De ce point de vue, le « système » tant décrié par les manifestants et manifestantes algérien-n-es tente de se maintenir en partant de sa matrice constitutionnelle qui lui sert de support politique et idéologique. La revendication d’un gouvernement provisoire qui organise une élection présidentielle, comme nous l’avons souligné plus haut, se situe sur le terrain d’un réformisme radical. Ce sont des forces politiques d’opposition, essentiellement néolibérales et oligarchiques, qui demandent la mise en parenthèse de l’actuelle Constitution pour la reprendre dès qu’un président sera élu puis la réformer au besoin. Elles refusent, de ce fait, toute rupture révolutionnaire avec ce « système ». Elles rejettent le mot d’ordre d’Assemblée constituante sous divers prétextes, notamment celui de la lenteur du processus constituant qui ouvrirait une brèche à une « main étrangère » ou à une « barbarie islamiste ». En réalité, ce rejet consiste à éviter tout débat large et transparent avec toutes les composantes de la société sur le « système » tant décrié.

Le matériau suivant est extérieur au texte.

PR #961, opened 2026-06-10
common/azure: fix wrong IOPS for 5 Azure instance sizes

soyacz:
## What

read/write IOPS for `L8s_v3`, `L16s_v3`, `L48s_v3`, `L8aos_v4` and read IOPS for `L64as_v4` were measured with a wrong block size, yielding values ~40x too low (256 KB block artifact for the `*s_v3` trio) or otherwise inconsistent with sibling SKUs. Bandwidth columns were correct.

Re-benchmarked the affected SKUs and replaced the IOPS values (plus `L16s_v3` write_bandwidth, which was also off) with the measured numbers.

## Verification

Post-fix sanity vs sibling SKUs:
- L8s_v3 read 894k vs L8as_v3 620k / L8s_v4 549k ✓
- L16s_v3 1.38M vs L16s_v4 1.10M ✓
- L48s_v3 5.34M vs L48s_v4 3.28M ✓
- L8aos_v4 718k vs L8as_v4 549k, now > L2aos_v4 ✓
- L64as_v4 4.40M vs L64s_v4 4.40M ✓

All benchmark deviations now green except IOPS (expected — that's what we fixed).

fixes SMI-237

### DIFF
--- a/common/azure_io_params.yaml
+++ b/common/azure_io_params.yaml
@@ -36,10 +36,10 @@ Standard_L4s_v4:
     write_bandwidth: 749365312
 Standard_L8aos_v4:
   disks:
-  - read_iops: 162204
-    read_bandwidth: 4401689600
-    write_iops: 62388
-    write_bandwidth: 2061798528
+  - read_iops: 718283
+    read_bandwidth: 4392082432
+    write_iops: 287006
+    write_bandwidth: 1985829120
 Standard_L8as_v3:
   disks:
   - read_iops: 620172
@@ -54,10 +54,10 @@ Standard_L8as_v4:
     write_bandwidth: 1499555072
 Standard_L8s_v3:
   disks:
-  - read_iops: 14245
-    read_bandwidth: 3734856960
-    write_iops: 10017
-    write_bandwidth: 2612137984
+  - read_iops: 894399
+    read_bandwidth: 3740749056
+    write_iops: 607182
+    write_bandwidth: 2494925312
 Standard_L8s_v4:
   disks:
   - read_iops: 549031
@@ -90,10 +90,10 @@ Standard_L16as_v4:
     write_bandwidth: 3000305920
 Standard_L16s_v3:
   disks:
-  - read_iops: 28489
-    read_bandwidth: 7467323392
-    write_iops: 20005
-    write_bandwidth: 5135863296
+  - read_iops: 1376027
+    read_bandwidth: 7458523648
+    write_iops: 891599
+    write_bandwidth: 3713746176
 Standard_L16s_v4:
   disks:
   - read_iops: 1098789
@@ -138,10 +138,10 @@ Standard_L48as_v4:
     write_bandwidth: 9004469248
 Standard_L48s_v3:
   disks:
-  - read_iops: 85440
-    read_bandwidth: 22391074816
-    write_iops: 59385
-    write_bandwidth: 15443830784
+  - read_iops: 5344012
+    read_bandwidth: 22344859648
+    write_iops: 3523259
+    write_bandwidth: 14548556800
 Standard_L48s_v4:
   disks:
   - read_iops: 3280604
@@ -156,10 +156,10 @@ Standard_L64as_v3:
     write_bandwidth: 19616075776
 Standard_L64as_v4:
   disks:
-  - read_iops: 1115399
-    read_bandwidth: 23921129472
-    write_iops: 1759073
-    write_bandwidth: 12010074112
+  - read_iops: 4403160
+    read_bandwidth: 23945021440
+    write_iops: 1740036
+    write_bandwidth: 10790373376
 Standard_L64s_v3:
   disks:
   - read_iops: 5506751


fruch:
@soyacz is there an need to update https://github.com/scylladb/scylla-machine-image/blob/next/tools/io_properties_measurements/get_scylla_io_properties_azure.py ? 

or it's a fix change in scylla iotune itself ?

soyacz:
> @soyacz is there an need to update https://github.com/scylladb/scylla-machine-image/blob/next/tools/io_properties_measurements/get_scylla_io_properties_azure.py ?
> 
> or it's a fix change in scylla iotune itself ?

## Root cause analysis: wrong IOPS values

These numbers aren't measured by our `get_scylla_io_properties_azure.py` script — the script only SSHes into the VM and reads `/etc/scylla.d/io_properties.yaml`, which is generated by ScyllaDB's `iotune` (`scylla_io_setup`). So the bad values originate in iotune, and we may be better off fixing it there.

**The fingerprint:** for all three broken `*s_v3` entries, `read_bandwidth / read_iops == 262144` exactly (= 256 KB), and the same on the write side.

iotune runs two independent passes:
- random **4 KB** reads → `read_iops`
- sequential **256 KB** reads → `read_bandwidth`

Normally `read_iops` (4 KB) is far larger than `read_bandwidth / 256 KB`. In the broken entries `read_iops` equals `read_bandwidth ÷ 256 KB`, i.e. the recorded IOPS is just the IO count from the **bandwidth pass**, not from the random-IOPS pass. The random small-block measurement was invalid and collapsed to the bandwidth-limited result.

### Possible causes (iotune side)
1. iotune ran before the disk subsystem was ready — local NVMe still attaching or the RAID array not fully assembled — so the random-IOPS phase measured a degraded device.
2. iotune's IOPS phase got throttled / had too short a measurement window and saturated on bandwidth instead of resolving IOPS.
3. iotune fell back to bandwidth-derived IOPS instead of failing loudly when the random phase produced no usable result.

### Possible causes / contributing bugs (our harvesting script)
1. `get_wait_times()` scales wait time off the wrong token: `vm_size.split("_")[-1]` yields the version (`v3`/`v4`), not the core-count token (`L8s`). So the `"8"`/`"16"`/`"32"` checks never match and every v3/v4/v5 VM gets a flat 1.5× wait, with no extra warm-up for large SKUs. This likely let some big instances be read too early.
2. Without `--override`, the script just reads the pre-existing `io_properties.yaml` (baked at image first-boot, possibly measured under bad disk topology) — no fresh measurement happens.

### Suggested fixes
- **Preferred:** make iotune fail/retry instead of silently emitting bandwidth-derived IOPS, and/or ensure it runs only after disks/RAID are fully ready.
- In our script: fix `get_wait_times()` to use the core-count token, run with `--override`, and add a sanity guard that rejects any result where `read_iops * 262144 ≈ read_bandwidth` (flag for rerun rather than writing it).

fruch:
> > @soyacz is there an need to update [`next`/tools/io_properties_measurements/get_scylla_io_properties_azure.py](https://github.com/scylladb/scylla-machine-image/blob/next/tools/io_properties_measurements/get_scylla_io_properties_azure.py?rgh-link-date=2026-06-10T11%3A18%3A26Z) ?
> > or it's a fix change in scylla iotune itself ?
> 
> ## Root cause analysis: wrong IOPS values
> These numbers aren't measured by our `get_scylla_io_properties_azure.py` script — the script only SSHes into the VM and reads `/etc/scylla.d/io_properties.yaml`, which is generated by ScyllaDB's `iotune` (`scylla_io_setup`). So the bad values originate in iotune, and we may be better off fixing it there.
> 
> **The fingerprint:** for all three broken `*s_v3` entries, `read_bandwidth / read_iops == 262144` exactly (= 256 KB), and the same on the write side.
> 
> iotune runs two independent passes:
> 
> * random **4 KB** reads → `read_iops`
> * sequential **256 KB** reads → `read_bandwidth`
> 
> Normally `read_iops` (4 KB) is far larger than `read_bandwidth / 256 KB`. In the broken entries `read_iops` equals `read_bandwidth ÷ 256 KB`, i.e. the recorded IOPS is just the IO count from the **bandwidth pass**, not from the random-IOPS pass. The random small-block measurement was invalid and collapsed to the bandwidth-limited result.
> 
> ### Possible causes (iotune side)
> 1. iotune ran before the disk subsystem was ready — local NVMe still attaching or the RAID array not fully assembled — so the random-IOPS phase measured a degraded device.
> 2. iotune's IOPS phase got throttled / had too short a measurement window and saturated on bandwidth instead of resolving IOPS.
> 3. iotune fell back to bandwidth-derived IOPS instead of failing loudly when the random phase produced no usable result.
> 
> ### Possible causes / contributing bugs (our harvesting script)
> 1. `get_wait_times()` scales wait time off the wrong token: `vm_size.split("_")[-1]` yields the version (`v3`/`v4`), not the core-count token (`L8s`). So the `"8"`/`"16"`/`"32"` checks never match and every v3/v4/v5 VM gets a flat 1.5× wait, with no extra warm-up for large SKUs. This likely let some big instances be read too early.
> 2. Without `--override`, the script just reads the pre-existing `io_properties.yaml` (baked at image first-boot, possibly measured under bad disk topology) — no fresh measurement happens.
> 
> ### Suggested fixes
> * **Preferred:** make iotune fail/retry instead of silently emitting bandwidth-derived IOPS, and/or ensure it runs only after disks/RAID are fully ready.
> * In our script: fix `get_wait_times()` to use the core-count token, run with `--override`, and add a sanity guard that rejects any result where `read_iops * 262144 ≈ read_bandwidth` (flag for rerun rather than writing it).

@soyacz can we use the code/script to collect the iotune data, to validate it doing the correct thing ?
after that we can further check if the figures wouldn't match.

fruch:
## Independent iotune validation (scylla-2026.1.5 image, eastus, `--override`)

Re-ran `tools/io_properties_measurements/get_scylla_io_properties_azure.py` with `--override` (forces fresh `scylla_io_setup` / iotune benchmark) on all 5 affected SKUs using the `scylla-2026.1.5` gallery image in eastus.

### Results

| VM Size | Metric | Fresh iotune | PR value | Ratio | Notes |
|---------|--------|-------------|-----------|-------|-------|
| **L8s_v3** | read_iops | 688,549 | 894,399 | 0.77x | 1 NVMe, min_io=4096 |
| | read_bw | 3,720 MB/s | 3,740 MB/s | ~1.0x | |
| | write_iops | 447,904 | 607,182 | 0.74x | |
| | write_bw | 1,848 MB/s | 2,494 MB/s | 0.74x | |
| **L16s_v3** | read_iops | 28,489 | 1,376,027 | **0.02x** | 2 NVMe md0, min_io=**262144** (256KB bug!) |
| | read_bw | 7,466 MB/s | 7,458 MB/s | ~1.0x | bandwidth correct |
| | write_iops | 20,043 | 891,599 | 0.02x | |
| | write_bw | 5,239 MB/s | 3,713 MB/s | 1.4x | |
| **L48s_v3** | read_iops | 5,343,082 | 5,344,012 | ~1.0x | 6 NVMe md0, min_io=4096 |
| | read_bw | 22,355 MB/s | 22,344 MB/s | ~1.0x | |
| | write_iops | 3,530,263 | 3,523,259 | ~1.0x | |
| | write_bw | 14,601 MB/s | 14,548 MB/s | ~1.0x | |
| **L8aos_v4** | read_iops | 719,128 | 718,283 | ~1.0x | 6 NVMe md0, min_io=4096 |
| | read_bw | 4,404 MB/s | 4,392 MB/s | ~1.0x | |
| | write_iops | 287,774 | 287,006 | ~1.0x | |
| | write_bw | 2,202 MB/s | 1,985 MB/s | 1.1x | |
| **L64as_v4** | read_iops | 4,396,940 | 4,403,160 | ~1.0x | 8 NVMe md0, min_io=4096 |
| | read_bw | 23,945 MB/s | 23,945 MB/s | ~1.0x | |
| | write_iops | 1,758,911 | 1,740,036 | ~1.0x | |
| | write_bw | 11,974 MB/s | 10,790 MB/s | 1.1x | |

### Key findings

1. **L48s_v3, L8aos_v4, L64as_v4**: Fresh iotune matches PR values almost exactly (within 1-2% on IOPS, ~10% on write bandwidth). PR values are validated.

2. **L16s_v3**: iotune picks `minimum_io_size=262144` (256KB) on the 2-disk md0 array, reproducing the exact bug described in the PR. The 28k IOPS result is ~48x lower than the correct ~1.3M value. This confirms the PR description — the original wrong values came from iotune using the wrong block size on this specific disk configuration.

3. **L8s_v3**: Single NVMe (no RAID), iotune uses correct 4096 block size. IOPS ~25% lower than PR values — normal single-run variance (PR likely used best-of-multiple or a different measurement run).

### Conclusion

The tool works correctly and reproduces the bug for L16s_v3 (confirming the PR fix is needed). For all other SKUs, fresh measurements match the PR values within expected variance. The tooling is validated for measuring new instance types going forward.

---
*Ran with: `uv run python tools/io_properties_measurements/get_scylla_io_properties_azure.py --override --image-id .../scylladb/images/scylla-2026.1/versions/2026.1.5 --location eastus`*

fruch:
## Cross-reference: upstream iotune bug

The root cause of the wrong IOPS values is a known iotune block-size detection issue tracked across multiple repos:

### Bug chain

| Tracker | Issue | Status | Description |
|---------|-------|--------|-------------|
| **Seastar** | [#1698](https://github.com/scylladb/seastar/issues/1698) | Closed | iotune: Random IO buffer size is not always correct |
| **Seastar** | [#2802](https://github.com/scylladb/seastar/issues/2802) | Closed | iotune: measurement results does not scale on larger nodes of EC2 |
| **Seastar** | [#3046](https://github.com/scylladb/seastar/pull/3046) | Merged (Dec 2025) | file: Query physical block size and minimum I/O size |
| **ScyllaDB** | [#25211](https://github.com/scylladb/scylladb/issues/25211) | Closed (P1, backport/2025.4-done) | Make `scylla_io_setup` aware of iotune block sizes |
| **ScyllaDB** | [#25315](https://github.com/scylladb/scylladb/pull/25315) | Closed (promoted-to-master, backport/2025.4-done) | Make scylla_io_setup detect request size for best IOPS |
| **Jira** | [SMI-237](https://scylladb.atlassian.net/browse/SMI-237) | In Review (P3) | Preconfigured io-properties on Azure image are deviating by 80-120% from measured |

### Finding: upstream fix does NOT resolve 2-disk md arrays

Despite the iotune fix being in 2025.4+ and master (thus present in 2026.1.5 that we tested with), **the L16s_v3 still gets `minimum_io_size=262144` (256KB)** when it has 2 NVMe disks combined into md0.

iotune disk detection per our test:

| VM Size | NVMe disks | Array | min_io_size | IOPS correct? |
|---------|-----------|-------|-------------|---------------|
| L8s_v3 | 1 | none | 4096 | Yes |
| L16s_v3 | 2 | md0 | **262144** | **No** (48x too low) |
| L48s_v3 | 6 | md0 | 4096 | Yes |
| L8aos_v4 | 6 | md0 | 4096 | Yes |
| L64as_v4 | 8 | md0 | 4096 | Yes |

The pattern: **specifically the 2-disk md RAID** triggers wrong block-size detection. Single disks and arrays with 6+ disks work correctly. This suggests the upstream fix in seastar#3046/scylladb#25315 did not fully resolve the md array edge case.

### Conclusion

This PR's approach of pre-configuring the correct io-properties in the image is the right workaround — the upstream iotune fix does not cover all affected configurations (particularly the 2-disk md case on L16s_v3). The pre-baked values bypass iotune's detection entirely and provide known-good numbers.

The iotune regression for 2-disk md arrays may warrant a follow-up issue in seastar/scylladb.

[SMI-237]: https://scylladb.atlassian.net/browse/SMI-237?atlOrigin=eyJpIjoiNWRkNTljNzYxNjVmNDY3MDlhMDU5Y2ZhYzA5YTRkZjUiLCJwIjoiZ2l0aHViLWNvbS1KU1cifQ

soyacz:
@fruch I just reran artifact tests to get these values. Seems to be ok (or at least ok-ish  as for L8s_v3 you have different value. I've tested with recent master).

fruch:
## Update: 2-disk md bug confirmed fixed on master

Re-ran iotune on **L16s_v3** (2 NVMe disks in md0) with latest master dev image (`2026.3.0~dev-0.20260609.b794bf1204a1`):

```
minimum_io_size=4096  ✅ (was 262144 on 2026.1.5)
read_iops:  1,783,787
write_iops: 1,176,368
```

The upstream fix (seastar#3046 / scylladb#25315) **does** cover the 2-disk md array case — it just has not been backported to 2026.1 yet. Pre-configured values in this PR remain the correct workaround for release branches that lack the fix.

fruch (approved):

PR #119, opened 2021-04-05
fix(scylla_configure): missing newline in the scylla yaml auto generated comment

bentsi:

Issue #118, opened 2021-04-05
I can't build unified-deb on 4.5 due to a machine-image issue


hagitsegev:
https://jenkins.scylladb.com/view/scylla-4.5/job/scylla-4.5/job/unified-deb/4/
```
13:19:41  python3-pip-20.2.2-1.fc33.noarch
13:19:41  python3-pip already installed.
13:19:41  Building in /jenkins/slave/workspace/scylla-4.5/unified-deb/scylla-machine-image...
13:19:41  /jenkins/slave/workspace/scylla-4.5/unified-deb/scylla-machine-image
13:19:41  This package has a Debian revision number but there does not seem to be
13:19:41  an appropriate original tar file or .orig directory in the parent directory;
13:19:41  (expected one of scylla-machine-image_4.5~rc0-20210405.0ef5d340d7f.orig.tar.gz, scylla-machine-image_4.5~rc0-20210405.0ef5d340d7f.orig.tar.bz2,
13:19:41  scylla-machine-image_4.5~rc0-20210405.0ef5d340d7f.orig.tar.lzma,  scylla-machine-image_4.5~rc0-20210405.0ef5d340d7f.orig.tar.xz or scylla-machine-image.orig)
13:19:41  continue anyway? (y/n) Use of uninitialized value $ans in pattern match (m//) at /usr/bin/debuild line 1009.
```

fruch:
@syuu1228 do you know of this issue ? as to why it's failing to build a debian package here ?

hagitsegev:
Not sure the issue is in this repo, but opened here, as the sympthom is here.

fruch:
sounds again related to the version string, hence it expect a source tarball, which we don't have:
https://stackoverflow.com/questions/61646468/build-a-debian-package-without-tarball

PR #968, opened 2026-06-13
packer: tolerate cloud-init recoverable errors (exit 2) in Azure build

Annamikhlin:
## Problem

The first inline provisioner in the Azure image build runs:

```sh
sudo /usr/bin/cloud-init status --wait
```

Per the [cloud-init docs](https://docs.cloud-init.io/en/latest/reference/cli.html#status), `cloud-init status` exits:

- `0` — boot finished cleanly
- `1` — cloud-init crashed (a real failure)
- `2` — boot finished but hit **recoverable errors** (a degraded-but-fine state)

Packer's default inline shebang is `/bin/sh -e`, so a `cloud-init status --wait` return of **`2`** aborted the provisioner immediately — before `scylla_install_image` even ran — failing the whole Azure build with `Script exited with non-zero exit status: 2`. Because the degraded boot state is transient, this produced **intermittent** Azure build failures with no useful output (`SMI-278`).

This was misdiagnosed previously as a `scylla_install_image` failure; in reality the script never ran (no apt output appears), and it has no exit-2 path. The failing command is the cloud-init check that runs first.

### Seen in

- https://jenkins.scylladb.com/job/scylla-2026.2/job/next-machine-image/19/ 
- https://jenkins.scylladb.com/job/scylla-master/job/next-machine-image/832/ (master)

## Fix

Capture the exit code and branch on it instead of letting `set -e` treat every non-zero as fatal: `1` fails the build, `2` logs a warning and continues, `0` continues normally. The warning line makes the intermittent path observable in CI logs.

## Verification

Ran the `next-machine-image` job (releng-testing) with `BUILD_AZURE` + `RUN_AZURE_TEST` only (other clouds/tests disabled), against this fork's branches.

| Build | Branch | RELENG | Build & Test Azure Result |
|---|---|---|---|
| [#119](https://jenkins.scylladb.com/job/releng-testing/job/next-machine-image/119/) | `fix-azure-cloudinit-exit2-next` | `next` | **SUCCESS** |
| [#117](https://jenkins.scylladb.com/job/releng-testing/job/next-machine-image/117/) | `fix-azure-cloudinit-exit2-next` | `next` | **SUCCESS** |
| [#118](https://jenkins.scylladb.com/job/releng-testing/job/next-machine-image/118/) | `fix-azure-cloudinit-exit2-2026.2` (backport) | `next-2026.2` | **SUCCESS** |

**Key evidence — the fix works on the real failure path.** Build #116 actually hit the intermittent degraded boot, and the fix let it continue past the exit-2 that previously broke the build:

```
==> azure-arm.azure: WARNING: cloud-init finished with recoverable errors (exit 2); continuing
```

Fixes: SMI-278

### DIFF
--- a/packer/scylla.json
+++ b/packer/scylla.json
@@ -238,7 +238,7 @@
     },
     {
       "inline": [
-        "sudo /usr/bin/cloud-init status --wait",
+        "cloudinit_status=0; sudo /usr/bin/cloud-init status --wait || cloudinit_status=$?; if [ \"$cloudinit_status\" -eq 1 ]; then echo 'cloud-init failed (exit 1)' >&2; exit 1; elif [ \"$cloudinit_status\" -eq 2 ]; then echo 'WARNING: cloud-init finished with recoverable errors (exit 2); continuing'; fi",
         "sudo /tmp/scylla_install_image --target-cloud {{build_name}} --scylla-version {{user `scylla_full_version`}} {{user `install_args`}}"
       ],
       "type": "shell"


yaronkaikov (approved):
LGTM

fruch:
@Annamikhlin how does it gurrente to fix anything, it just gonna move some unknown failure further down the line

I would rather collect more logs and diagnostics, and not assume everything is right and move on.

Annamikhlin:
> how does it gurrente to fix anything, it just gonna move some unknown failure further down the line
> 
> I would rather collect more logs and diagnostics, and not assume everything is right and move on.

Sure, I checked the cloud-init diagnostics and logs from the failing build before making this change by `cloud-init status --long`.

The build https://jenkins.scylladb.com/job/releng-testing/job/next-machine-image/116/
failed because `cloud-init status --wait` returned `rc=2`

The reported "recoverable error" was:
```
extended_status: degraded done
detail: DataSourceAzure [seed=/dev/sr0]
errors: []
recoverable_errors:
  WARNING:
    - Polling IMDS failed attempt 1 with exception: UrlError('404 Client Error: Not Found for url:
      http://169.254.169.254/metadata/reprovisiondata?api-version=2019-06-01')
```
Cloud-init reported `errors: []`, which indicates that provisioning completed successfully and there were no actual cloud-init failures. This is a known recoverable warning rather than a critical system failure.

The warning comes from cloud-init's Azure datasource querying the IMDS `reprovisiondata` endpoint during boot. That endpoint is only relevant for Azure preprovisioned/pooled VMs. Our Packer-created VMs are not preprovisioned, so IMDS returns `404 Not Found`, which cloud-init records as a recoverable warning.

The change not ignoring all cloud-init failures. Exit code `1` still fails the build immediately. The only behavioral change is that exit code `2` (recoverable warnings) no longer causes the build to fail.

fruch (approved):
LGTM, as long those warning are visiable in the build log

C’est ici ou réside le caractère révolutionnaire du mot d’ordre d’une Assemblée constituante souveraine. Car il ouvre la voie, dans ces conditions, vers un changement radical et réellement démocratique du « système ».
La démocratie, une construction permanente
D’autres voix considèrent qu’il ne sert rien de formuler des alternatives politiques transitoires, ni grève générale et encore moins une Assemblée constituante tant que les marcheurs n’ont pas encore formulé clairement un programme de remise en cause de l’ordre social actuel, s’ils ne sont pas organisés en pouvoir révolutionnaire alternatif. Le moment n’est pas propice pour un quelconque changement démocratique ou révolutionnaire, nous disent ces voix. Il faudrait alors attendre la construction de ce parti d’avant garde qui dirigerait les masses vers la prise de pouvoir. Entre-temps, il faudrait se mettre sur une posture revendicative : La revendication des libertés démocratiques, économiques et syndicales auprès d’un pouvoir de fait. Autrement dit, il s’agit, selon cette lecture, de demander aux millions de manifestant.es de renoncer à leurs revendications politiques, se mettre derrière les réformistes ou rester en dehors de l’histoire réelle qui se déroule devant nous.
Il faut sortir de cette tautologie. Pour les dégager tous, « yetnahha-w gaâ », comme le revendique le slogan des millions de manifestant.es, les dégager utilement, c’est à dire se débarrasser des voleurs, mais aussi de l’oppression et de l’exploitation, il est certes nécessaire d’avoir des partis d’avant-garde qui peuvent apporter cette conscience critique. Mais, c’est le mouvement lui même qui peut créer les conditions de sa propre émancipation politique, sociale et culturelle. C’est de l’intérieur de la protestation qu’un projet peut être construit et avec lui les structures qui le porteront jusqu’à sa plénitude. Ce n’est pas la simple création d’une organisation partisane qui ramènera la solution de l’extérieur.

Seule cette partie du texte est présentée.